**Task:**
Look through the entries below. Say how many lines include "lockout", with nothing added.

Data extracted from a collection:
PR #606, opened 2026-08-05
fix(billing): meter seats on authoring capability, not on ISO 19650 role

StingD85:
Supersedes #593 (closed — see the rationale there).

## Why the previous approach was wrong

`author = Iso19650Role == "A"` meters the **Appointing Party** — the client — not an author. `ProjectMembersController.GetRoles` is explicit:

```csharp
new { Code = "A",  Label = "Appointing Party" },   // not Architect, not Author
new { Code = "BA", Label = "BIM Author" },         // the actual author code
```

That is why the Authors axis always read 0: almost nobody carries `"A"`, while `"BA"` was counted as a coordinator.

Switching to `"BA"` was considered and rejected too. `Iso19650Role` is a functional/discipline taxonomy; **ISO 19650 defines information-management responsibility, not software seats**, so it can never be the standards-correct billing key. It would bill an MEP Engineer who authors models as a coordinator, and move a customer's bill when their discipline is corrected.

## What this does instead

**Capability split.** `ProjectRoles.CanAuthorInformation` plus an EF-translatable predicate, sitting beside `CanCurate` / `CanApproveSitePhotos`, so **billing and access read one source** and cannot drift apart — the failure mode that produced eleven dead gates in #540. A test asserts the in-memory and SQL forms agree for every declared `UserRole`.

`SecurityOfficer` is excluded from the author axis: it cannot edit projects, members, or BIM-Manager roles by its own definition, so billing it as an author would charge for an audit control.

**The invite sells the seat it meters.** Both paths now offer Author or Viewer and write `UserRole.Contributor` / `UserRole.Viewer`. The API-visible `role="Coordinator"` now creates a read-only account. A renamed test asserts the *author* axis does **not** move — the assertion that would have caught the original mispairing.

**Limits are price-neutral.** `MaxAuthors` = each plan's former total (Trial 1, PluginOnly 1, Studio 6, Practice 12, Network 20); read-only unlimited. `BillingPlanLimitsTests` pins the paid headcount per plan, so a later edit to `MaxAuthors` fails and forces the pricing question to be answered deliberately rather than silently.

## Integer overflow found while applying it — latent today

`tenant.MaxUsers` was `MaxAuthors + MaxCoordinators`. With either side at `int.MaxValue` it wraps negative — measured `1 + int.MaxValue = -2,147,483,648` — and it is consumed as `userCount >= tenant.MaxUsers`, so **a negative cap denies the tenant's first user**. Enterprise already wraps to `-2` today; it is only latent because registration assigns Trial.

Making viewers unlimited would have detonated this on every new tenant. Both call sites now use a saturating `TotalSeats`; grep confirms no raw sum remains.

## Known shortfall, stated deliberately

**"Viewers unlimited" is not yet true in practice.** Returning infinity for `TotalSeats` would let `AdminController` and `ProjectMembersController` add unlimited **authoring** accounts with nothing counting them, since `MaxUsers` is the only cap those two enforce and neither consults the quota guard. So `TotalSeats` reports the paid headcount instead.

The cost is real: a Studio tenant is still capped at **6 accounts total**, so a seventh free viewer is refused by `MaxUsers` even though the read-only axis is unlimited. Erring toward charging correctly beat erring toward giving seats away — but it is not the full intent.

Making viewers genuinely free needs those two paths to check authoring capability instead of `MaxUsers` — the same "meter the writes" move. That changes their enforcement behaviour, so it is deliberately left for its own PR.

## Test plan

- [x] Full suite: **Failed 0, Passed 598, Skipped 9, Total 607**
- [x] In-memory and SQL forms of the capability predicate agree for every declared `UserRole`
- [x] Invite writes the role it sells; author axis asserted not to move for `role="Coordinator"`
- [x] `BillingPlanLimitsTests` pins paid headcount per plan
- [x] Saturating `TotalSeats` at both call sites; no raw sum remains

## Before merging

This is a **pricing position**, not just a fix: `MaxAuthors` of 6 on Studio, with viewers free once the follow-up lands. Confirm the two-tier split is what is being sold — the engineering is sound either way, but that line is a business decision.

Note: `Build & Test` / `CI Gate` fail on a Postgres service container (`role "root" does not exist`) — broken on `main` itself and unrelated.

### DIFF
--- a/Planscape.Server/src/Planscape.API/Controllers/AuthController.cs
+++ b/Planscape.Server/src/Planscape.API/Controllers/AuthController.cs
@@ -460,7 +460,7 @@ public class AuthController : ControllerBase
             Plan          = BillingPlan.Trial,
             Currency      = currency,
             BillingCycle  = BillingCycle.Monthly,
-            MaxUsers      = planLimits.MaxAuthors + planLimits.MaxCoordinators,
+            MaxUsers      = planLimits.TotalSeats,
             MaxProjects   = planLimits.MaxProjects,
             MimEnabled    = false,
             TrialExpiresAt = DateTime.UtcNow.AddDays(30)
@@ -1095,7 +1095,7 @@ public class AuthController : ControllerBase
                     Plan           = BillingPlan.Trial,
                     Currency       = "USD",
                     BillingCycle   = BillingCycle.Monthly,
-                    MaxUsers       = limits.MaxAuthors + limits.MaxCoordinators,
+                    MaxUsers       = limits.TotalSeats,
                     MaxProjects    = limits.MaxProjects,
                     MimEnabled     = false,
                     TrialExpiresAt = DateTime.UtcNow.AddDays(365)
--- a/Planscape.Server/src/Planscape.API/Controllers/OnboardingController.cs
+++ b/Planscape.Server/src/Planscape.API/Controllers/OnboardingController.cs
@@ -89,7 +89,12 @@ public class OnboardingController : ControllerBase
         foreach (var m in req.Members)
         {
             // Quota check per member — fail mid-list cleanly with a 402.
-            var role = string.Equals(m.Role, "Author", StringComparison.OrdinalIgnoreCase) ? "Author" : "Coordinator";
+            // Two options = the two seat axes: can-author, or read-only. See the
+            // note in TenantAdminController.Invite — Coordinator is an authoring
+            // role, so the old Author-vs-Coordinator pair gated on one axis and
+            // consumed a seat on the other. API-visible: a member sent with
+            // role = "Coordinator" is now created read-only.
+            var role = string.Equals(m.Role, "Author", StringComparison.OrdinalIgnoreCase) ? "Author" : "Viewer";
             var q = await _quota.CheckCanAddUserAsync(role, ct);
             if (!q.Allowed) return StatusCode(StatusCodes.Status402PaymentRequired, new { error = "quota_exceeded", added, denied = m, quota = q });
 
@@ -102,7 +107,9 @@ public class OnboardingController : ControllerBase
                 Email = m.Email.Trim().ToLowerInvariant(),
                 DisplayName = m.DisplayName,
                 PasswordHash = "INVITED",
-                Role = role == "Author" ? UserRole.Contributor : UserRole.Coordinator,
+                // UserRole is the seat: ProjectRoles.CanAuthorInformation reads it.
+                Role = role == "Author" ? UserRole.Contributor : UserRole.Viewer,
+                // ISO code is for deliverables/reporting only, never billing.
                 Iso19650Role = role == "Author" ? "A" : "C",
                 IsActive = false,
             };
--- a/Planscape.Server/src/Planscape.API/Controllers/TenantAdminController.cs
+++ b/Planscape.Server/src/Planscape.API/Controllers/TenantAdminController.cs
@@ -106,7 +106,15 @@ public class TenantAdminController : ControllerBase
     public async Task<ActionResult> Invite([FromBody] InviteUserRequest req, CancellationToken ct)
     {
         // Quota check — refuses with 402 if cap reached.
-        var role = string.Equals(req.Role, "Author", StringComparison.OrdinalIgnoreCase) ? "Author" : "Coordinator";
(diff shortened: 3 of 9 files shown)


StingD85:
## Safe to close once you are ready — the one non-salvageable fix is now captured in #616

The seat split here is superseded by the licence-based model (entitlement = the StingTools licence; one licence = one author seat). Most of what these PRs carry goes with them, deliberately.

**The exception is the saturating `TotalSeats` fix**, and it is *not* independently salvageable: `TotalSeats` is itself part of the author/coordinator split (`Tenant.cs`, `QuotaGuardService`, `AuthController` ×2, plus 3 test files), so cherry-picking it would re-introduce the very model the licence decision replaces.

**#616** therefore carries the requirement and its test forward, to be re-fixed against the licence model: any total-seat figure written to `Tenant.MaxUsers` must **saturate** rather than sum, because `1 + int.MaxValue = -2,147,483,648` and `MaxUsers` is consumed as `userCount >= MaxUsers` — a negative cap denies the tenant its first user.

One correction recorded in #616 rather than repeated: this is currently **latent, not live**. No tenant has a non-positive cap; `planscape`’s `int.MaxValue` comes from a *direct* assignment in `PlatformTenantSeeder.cs:57`, not from the sum, and a large positive cap permits rather than denies. Both creation paths assign `Trial` (1 + 0). It goes live the moment any plan with an unlimited axis is assigned at creation — which is exactly what these PRs did by setting `MaxCoordinators = int.MaxValue` on every plan, and how it was found.

Also still standing from this stack, unaffected by the seat decision:
- **#615** salvages the last-admin lockout guard onto `main` independently (Failed 2 → Failed 0). **#608 can close once #615 merges.**
- The meter-vs-writes diagnosis — the seat meter counted `ProjectMembers` while the seat-selling paths write `AppUser` and nothing else — remains true and is worth remembering when wiring licences to the server’s view.

Not closing these myself.

StingD85:
Closing — superseded by the licence-based seat model (entitlement = the StingTools licence; one licence = one author seat; billing reads no role).

The one fix worth keeping has landed on its own: **#617** implements the saturating seat total against `main`, green, closing #616. My earlier assessment that it was not independently salvageable was too pessimistic — the arithmetic is separable from the author/coordinator split, and #617 touches only the `Limits` record and the two `MaxUsers` writers, with no `QuotaGuardService` and no change to any plan’s numbers.

Also already salvaged: the last-admin lockout guard, via **#615** (merged), which is why #608 is closed.

What dies with these PRs, deliberately: the author/coordinator axis, the `Iso19650Role`-keyed and capability-keyed meters, the free-viewer enforcement, and the plan-limit changes. All of it is replaced by the licence model.

What survives as knowledge rather than code, and is worth remembering when the plugin licence is wired to the server: **the seat meter counted `ProjectMembers` while the seat-selling paths write `AppUser` and nothing else**, so an accepted invite could never move the number it had just been checked against. Whatever reflects licences server-side must not repeat that shape.

StingD85:
Superseded by #617 (`928da5db4`, *fix(billing): saturate the plan seat total so an unlimited plan cannot deny its first user*), which landed on `main` while this was open and rewrote the same limits table in `Tenant.cs`.

The two are not reconcilable by merge — they are different commercial models:

| Plan | main today (#617) | this PR |
|---|---|---|
| Trial | 1 author + 0 coordinators | 1 + unlimited |
| PluginOnly | 1 + 0 | 1 + unlimited |
| Studio | **1** + 5 | **6** + unlimited |
| Practice | **1** + 11 | **12** + unlimited |
| Network | **1** + 19 | **20** + unlimited |

main sells one author plus N coordinators; this PR sells N authors plus unlimited viewers. Merging would have silently replaced a live pricing structure with a more generous one, so it is being closed rather than resolved in a conflict editor.

**Worth salvaging separately.** The diagnosis behind this PR stands on its own and is independent of the limits table: `QuotaAxis.Authors` counted `ProjectRole == "Author"`, a string nothing assigns, so the axis read 0 for every tenant. `"A"` in ISO 19650 is *Appointing Party* — the client — not *Author*, and `"BA"` (BIM Author) fell to the other axis entirely. If that counting bug is still present on `main` after #617, it deserves its own PR that changes **how seats are counted** without touching **what the caps are**.

Closed as superseded, not as wrong.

**Answer box:**
2